MU tech glitch may cost docs millions

'We can see why (providers) are unhappy.'
By Government Health IT Staff
10:01 AM
Stressed man with head on laptop
A technical glitch in the reporting system of the Centers for Medicare & Medicaid Services meaningful use program could cost physicians millions of dollars in penalties.
A CMS rule, published Aug. 29, let EHR users show compliance with the meaningful use program using older forms of technology, provided they do so by Oct. 1. The rule was intended to make it easier to qualify for meaningful use incentive payments.
But some doctors using older EHRs said that CMS won't be ready to register their actions until mid-October and, as a result, will have 1 percent of their 2015 Medicare payments withheld, according to a report from Politico.
The glitch was revealed earlier this month in a meeting with EHR vendors, Politico reported, citing Mark Segal, vice president for government and industry affairs at GE Healthcare IT. Providers who show they complied with the meaningful use program this year will get incentive payments for 2014 but will suffer penalties for 2015, he said. "We can see why they are unhappy," Segal said, according to Politico.

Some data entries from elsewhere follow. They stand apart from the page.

PR #8560, opened 2019-04-06
#8511 Changes install-blueprint.js to use async/await

RichardOtvos:
What it says in the title. Please take a look, and see if there are any patterns you'd like me to change.

### DIFF
--- a/lib/tasks/install-blueprint.js
+++ b/lib/tasks/install-blueprint.js
@@ -3,10 +3,10 @@
 const fs = require('fs-extra');
 const Blueprint = require('../models/blueprint');
 const Task = require('../models/task');
-const util = require('util');
 const temp = require('temp');
 const path = require('path');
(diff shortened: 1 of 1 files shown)


lib/tasks/install-blueprint.js
```diff
@@ -43,26 +43,30 @@ class InstallBlueprintTask extends Task {
...
+    return blueprint.install(installOptions);
   }
 
-  _resolveBlueprint(name) {
+  async _resolveBlueprint(name) {
     name = name || 'app';
     logger.info(`Resolving blueprint "${name}" ...`);
 
-    return this._lookupLocalBlueprint(name).catch((error) => this._handleLocalLookupFailure(name, error));
+    let blueprint;
```
locks, line 55: It was this or `return await` from both branches or the tests fail.

PR #8563, opened 2019-04-08
Drop Node 6 support

Turbo87:
`ember-source@2.10.0-beta.1` has already dropped support for Node 6, which makes our test suite fail 😱 

Merging this PR will break our support policy by having `master` (and `beta`) not be compatible with Node.js 6 anymore before its official EOL (2019-04-30), but since our parent project has already broken that promise I guess this is fine...


.travis.yml
```diff
@@ -10,6 +10,7 @@ branches:
     - master
     - beta
     - release
+    - next
```
rwjblue: Probably can remove?

rwjblue: Though I guess it doesn't matter much...

Turbo87: will remove it once this PR is merged. otherwise PRs against `next` will not run CI.

Turbo87:
alright. we're doing this!

rwjblue:
:tada:

stefanpenner:
👯‍♂

PR #8564, opened 2019-04-08
Adds babel-eslint as the default ESlint parser

pzuraq:
`ember-cli-babel` now supports class fields and decorators out of the
box, and we're currently on track to ship decorators as on by default in
Ember 3.10. However, users will get ESLint errors if they attempt to use
decorators, since it's default parser does not yet support them.

This PR adds the `babel-eslint` parser, which will allow things to work
as expected and has been what we've been recommending to early adopters
for some time.

It's worth noting that the next major version of `babel-eslint` seems to
be breaking, and will apparently _require_ a `.babelrc`. I'm not sure
whether or not we'll be able to support that, given `ember-cli-babel`
handles that type of configuration for us. We can probably continue
using `babel-eslint@10` until that gets sorted out.

### DIFF
--- a/blueprints/app/files/.eslintrc.js
+++ b/blueprints/app/files/.eslintrc.js
@@ -1,5 +1,6 @@
 module.exports = {
   root: true,
+  parser: 'babel-eslint',
   parserOptions: {
     ecmaVersion: 2018,
     sourceType: 'module'
--- a/blueprints/app/files/package.json
+++ b/blueprints/app/files/package.json
@@ -20,6 +20,7 @@
   "devDependencies": {
     "@ember/jquery": "^0.6.0",
     "@ember/optional-features": "^0.7.0",
+    "babel-eslint": "^10.0.2",
     "broccoli-asset-rev": "^3.0.0",
     "ember-ajax": "^5.0.0",
     "ember-cli": "~<%= emberCLIVersion %>",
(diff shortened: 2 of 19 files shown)


Turbo87:
it's a little worrying that we're moving towards a solution where we already know that it will break in the near future. is there any more information available on that change in `babel-eslint`?

pzuraq:
The first v11 beta is out so it seems like it should be coming sooner rather than later. I agree it's worrying, but I also think this is going to be a deeper problem, if we add a `.babelrc` then folks will probably expect Babel to respect it as well. That would be a much larger lift for `ember-cli-babel` I think, but possible without breaking changes. Do you think it'd make sense to allow `ember-cli-babel` to read/use `.babelrc` in apps?

Turbo87:
> Do you think it'd make sense to allow ember-cli-babel to read/use .babelrc in apps?

that is a significant refactoring effort that we would have to move the whole userbase to and iirc there were quite a few issues with this approach when we did the Babel 6 migration which, I think, first introduced those files.

might become easier with embroider, but that's still some time away...

rwjblue:
> it's a little worrying that we're moving towards a solution where we already know that it will break in the near future.

Totally agree. I don't see that we have much choice at the moment though. Without this change (in the abstract) we can't even use the syntax. We should reach out to the Babel folks for guidance.

PR #9775, opened 2022-02-01
Add ability to skip printing files based on user provided regex

### LINKED ISSUE #9763: Exclude files/folders from asset size printer
The asset size printer currently prints everything in the `dist/` directory. We have some files we're putting in there that we don't need to see in our export. Moreover, for \*reasons\*, a single build job actually builds ~10 ember builds, so the output gets really verbose. I'd like to be able to exclude asset sizes for files in some folders based on some configuration.

---

```
ember-cli: 3.23.0
node: 14.17.1
v8: 8.4.371.23-node.67
uv: 1.41.0
zlib: 1.2.11
brotli: 1.0.9
ares: 1.17.1
modules: 83
nghttp2: 1.42.0
napi: 8
llhttp: 2.1.3
openssl: 1.1.1k
cldr: 39.0
icu: 69.1
tz: 2021a
unicode: 13.0
os: darwin x64
# npm
6.14.13
#version
1.22.17
```

mehulkar:
This can be configured using the `.ember-cli` file. I chose this because neither `ember-cli-build.js` or `config/environment.js` seemed appropriate. I'm not 100% sure if this also means that this can be passed as a flag to `ember build` and `ember asset-sizes`.

I saw there aren't any tests for reading these options yet: https://github.com/ember-cli/ember-cli/blob/60d55de1a3cfb2eb751e4e76ac46b722464884a9/tests/unit/commands/show-asset-sizes-test.js#L56-L58. Happy to try to add some if we want them!

Closes #9763.

### DIFF
--- a/lib/commands/asset-sizes.js
+++ b/lib/commands/asset-sizes.js
@@ -9,6 +9,7 @@ module.exports = Command.extend({
   availableOptions: [
     { name: 'output-path', type: 'Path', default: 'dist/', aliases: ['o'] },
     { name: 'json', type: Boolean, default: false },
+    { name: 'asset-sizes-skip-file-regex', type: String, default: null },
   ],
 
   run(commandOptions) {
--- a/lib/commands/build.js
+++ b/lib/commands/build.js
@@ -20,6 +20,7 @@ module.exports = Command.extend({
     { name: 'watch', type: Boolean, default: false, aliases: ['w'] },
     { name: 'watcher', type: String },
     { name: 'suppress-sizes', type: Boolean, default: false },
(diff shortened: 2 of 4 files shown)


rwjblue:
Overall this is fine, but we need to add an option to `build` command (so it shows up in help), which would alos make testing much easier. The merging of `.ember-cli` file contents would still work though.

mehulkar:
@rwjblue done. Don't love the flag name, and feel like there's probably opportunity to combine it with the functionality of `--suppress-sizes`, but that feels more invasive (and probably a breaking change that doesn't seem worth it)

The number of doctors affected by the problem could number in the thousands, Politico noted, adding that CMS has not commented on the issue yet. This year, more than 2,300 doctors and other eligible healthcare workers showed meaningful use with the 2014 certified electronic health record technology.
Difficulties in complying with the reporting programs related to EHRs have caught the attention of Congress.

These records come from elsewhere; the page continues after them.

PR #9781, opened 2022-02-06
[ENHANCEMENT] Remove `X-UA-Compatible` meta tag for IE browser

bobisjan:
This meta tag should not be needed since IE support was dropped in v4, https://docs.microsoft.com/en-us/openspecs/ie_standards/ms-iedoco/380e2488-f5eb-4457-a07a-0cb1b6e4b4b5


locks:
Nicely spotted, thanks!

PR #9784, opened 2022-02-10
Unskip tests

locks:
The test suite skips various tests for various reasons.
In this PR I attempt to unskip said tests and see what gives.


bertdeblock:
@locks Are you still planning on continuing the work here, or should we close for now?

locks:
The tests I tried to unskip were proving to be quite challenging, so I think it's better to close this!

PR #9823, opened 2022-03-14
[RFC 801] Deprecate `blacklist` and `whitelist` build options

bertdeblock:
RFC PR: https://github.com/emberjs/rfcs/pull/801

~~Putting this in Draft, as the RFC is still in FCP.~~


kategengler:
Thank you!

PR #9824, opened 2022-03-16
[RFC 638] Interactive way to create new Ember apps and addons

bertdeblock:
RFC PR: https://github.com/emberjs/rfcs/pull/638

Went with `inquirer` for the following reasons:
- Development of `enquirer` seems to have stalled
- `prompts` seems nice as well, but `inquirer` is more populair (based on download and GH star count)
- `inquirer` seems to be the most active library at the moment

Result:

https://user-images.githubusercontent.com/7403183/193288180-0b5107fc-ccc1-4a3c-b50f-fd7eab33498f.mov


bertdeblock:
I overlooked some tests, e.g. `ember help` output, will fix asap!

NullVoxPopuli:
excited to try this out!

bertdeblock:
Can't seem to figure out why CI is failing at the moment.
It seems this line is the culprit:
https://github.com/ember-cli/ember-cli/blob/master/tests/acceptance/smoke-test-slow.js#L236-L237
It hangs, and thus the timeout is exceeded.
Seems to fail here as well:
https://github.com/ember-cli/ember-cli/runs/5564343698?check_suite_focus=true#step:5:2237

package.json
```diff
@@ -94,6 +94,7 @@
     "heimdalljs-logger": "^0.1.10",
     "http-proxy": "^1.18.1",
     "inflection": "^1.13.1",
+    "inquirer": "^8.2.1",
```
rwjblue, line 97: Currently we get inquirer via console-ui, can we refactor to leverage that?

bertdeblock: We could, but `console-ui` still depends on v6, and v6 doesn't support providing fixed answers, which I'm using during tests. This would also need an API change in `console-ui` I think.
What's the benefit of using `ui.prompt` instead of using `inquirer` directly?
Seems like an unnecessary abstraction at first glance, but maybe I'm missing some context.

NullVoxPopuli:
Really excited for this!!! An interactive mode is so clutch for folks new to programming and are _extremely_ intimidated by help screens and cli flags.

(It's also just a nice way to walk folks through stuff)

package.json
NullVoxPopuli: I second the "unnecessary abstraction" assessment. `ui.prompt`  / `console-ui` does not have very many docs (and it's not clear what's it is using under its APIs), and folks wanting to contribute to the interactive flow in ember-cli will appreciate knowing that `inquirer` is used, which has _toooons of docs_.

rwjblue: Well, we do need to update/clean-up the console-ui stuff more generally, but I think this is fine for now (other than that we have two or more copies of inquirer in our stack, which is a bit annoying).

rwjblue (commented):
Overall this looks great, thanks for working on it!!

I left a couple inline questions/suggestions, and I think we need at least one test that goes through a full flow "acceptance" / "slow" test that actually runs `ember new` and enters the values for the prompts (to make sure that things actually work in reality).

lib/tasks/interactive-new.js
```diff
@@ -0,0 +1,160 @@
...
+          },
+        ],
+      },
+      {
+        name: 'ciProvider',
+        type: 'list',
+        message: 'Which CI provider do you want to use?',
+        // `newCommandOptions.ciProvider` has `github` as a default value,
+        // so we need to check the presence of the `--ci-provider` flag to know
+        // if the user provided a CI provider manually.
```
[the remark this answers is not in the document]
bertdeblock: I've removed the default value and explicitly assign `github` as the default after the interactive wizard, 
if no value for `ciProvider` exists.

lib/tasks/interactive-new.js
```diff
@@ -0,0 +1,160 @@
...
+    return langChoices;
+  }
+
+  getUserLocale() {
+    return osLocale();
+  }
+}
+
+function isCliOptionProvided(name) {
+  return process.argv.some((arg) => arg.includes(name));
```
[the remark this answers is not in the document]
bertdeblock: Should not be needed anymore with the change mentioned above.

bertdeblock:
Addressed the smaller issues, still need to come up with an acceptance test the completes the entire flow.

bertdeblock:
In case anyone is following along, I could use some help writing a full acceptance test where we simulate user input.

kategengler:
Discussed in the ember-cli meeting today, we've decided not to block on the interactive testing but hope to add that test coverage later.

Earlier this month, in fact, new legislation was introduced in Congress to offer providers more flexibility in showing meaningful use compliance. The bill would remedy HHS' "short-sighted final rule" requiring 365 days of EHR reporting in 2015.
Called, the The Flexibility in Health IT Reporting, or Flex-IT, Act of 2014, it would allow providers to report their technology upgrades in 2015 through a 90-day reporting period as opposed to a full year. It would help providers, who say the shortened reporting window would help them better manage meaningful use's many onerous mandates.
By allowing providers to have the option to choose any three-month quarter for the EHR reporting period in 2015 to qualify for MU, "hundreds of thousands of providers would have a better shot of meeting Stage 2 requirements safely and effectively," said Congresswoman Renee Ellmers, R-N.C., a sponsor of the bill.